PR #739, opened 2026-07-03
MAINT: Bump Pixi version in CI

VeckoTheGecko:
Latest Pixi (0.72.0) wasn't working with the `0.4.*` build backends. This PR updates to the `0.7.*` backend and also bumps the pixi version used in CI.

I think we can remove the PIXI_VERSION lock in CI entirely, but I'll leave that decision up to you.

 - [x] Closes None

### DIFF
--- a/.github/workflows/ci.yaml
+++ b/.github/workflows/ci.yaml
@@ -16,7 +16,7 @@ concurrency:
   cancel-in-progress: true
 
 env:
-  PIXI_VERSION: "v0.63.0"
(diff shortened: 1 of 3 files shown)


hdrake:
@VeckoTheGecko , I'm new to Pixi so still learning the ropes. I tried resolving the merge conflicts but found the ReadTheDocs build broke, so I bumped the ReadTheDocs pixi pin accordingly.

Let me know what you think.

VeckoTheGecko:
Diff looks good @hdrake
————————
**Required work:** Output, exactly and with no other text, the line that contains "pixi pin accordingly." and all lines from there to the end of the records.

**Result below:**
@VeckoTheGecko , I'm new to Pixi so still learning the ropes. I tried resolving the merge conflicts but found the ReadTheDocs build broke, so I bumped the ReadTheDocs pixi pin accordingly.

Let me know what you think.

VeckoTheGecko:
Diff looks good @hdrake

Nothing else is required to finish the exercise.